=== Assignment ===
Could you filter the records below and return each line that holds "sample"?

[Dataset entries]
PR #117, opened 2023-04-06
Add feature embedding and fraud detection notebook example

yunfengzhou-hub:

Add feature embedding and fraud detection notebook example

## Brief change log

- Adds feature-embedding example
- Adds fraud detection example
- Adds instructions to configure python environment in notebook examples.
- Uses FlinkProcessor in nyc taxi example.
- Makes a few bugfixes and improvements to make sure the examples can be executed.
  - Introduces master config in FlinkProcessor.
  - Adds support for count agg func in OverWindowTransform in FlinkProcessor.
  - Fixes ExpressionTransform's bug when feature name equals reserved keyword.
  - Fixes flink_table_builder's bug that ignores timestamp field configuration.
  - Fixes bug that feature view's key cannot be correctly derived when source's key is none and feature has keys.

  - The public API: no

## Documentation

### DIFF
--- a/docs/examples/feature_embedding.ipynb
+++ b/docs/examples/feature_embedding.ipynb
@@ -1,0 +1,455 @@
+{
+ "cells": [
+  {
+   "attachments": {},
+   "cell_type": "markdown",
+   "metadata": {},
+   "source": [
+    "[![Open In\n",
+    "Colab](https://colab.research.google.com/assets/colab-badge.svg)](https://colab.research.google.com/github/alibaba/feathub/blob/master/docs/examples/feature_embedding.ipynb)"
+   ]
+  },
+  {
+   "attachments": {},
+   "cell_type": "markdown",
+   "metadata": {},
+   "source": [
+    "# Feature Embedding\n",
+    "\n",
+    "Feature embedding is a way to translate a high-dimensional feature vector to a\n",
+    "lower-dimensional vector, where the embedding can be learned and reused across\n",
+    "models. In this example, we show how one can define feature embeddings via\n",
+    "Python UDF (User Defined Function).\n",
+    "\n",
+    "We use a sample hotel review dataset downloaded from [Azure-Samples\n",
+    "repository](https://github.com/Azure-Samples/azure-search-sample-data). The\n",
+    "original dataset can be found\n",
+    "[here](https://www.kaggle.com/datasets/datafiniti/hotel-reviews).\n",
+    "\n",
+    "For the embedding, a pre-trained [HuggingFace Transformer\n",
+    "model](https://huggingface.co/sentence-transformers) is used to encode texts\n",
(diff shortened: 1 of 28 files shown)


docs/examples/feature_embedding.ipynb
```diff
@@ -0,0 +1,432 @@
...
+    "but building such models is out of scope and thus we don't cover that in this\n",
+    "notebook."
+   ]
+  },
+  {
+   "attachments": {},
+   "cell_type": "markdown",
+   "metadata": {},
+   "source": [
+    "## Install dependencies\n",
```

=== Answer space ===
+    "We use a sample hotel review dataset downloaded from [Azure-Samples\n",
+    "repository](https://github.com/Azure-Samples/azure-search-sample-data). The\n",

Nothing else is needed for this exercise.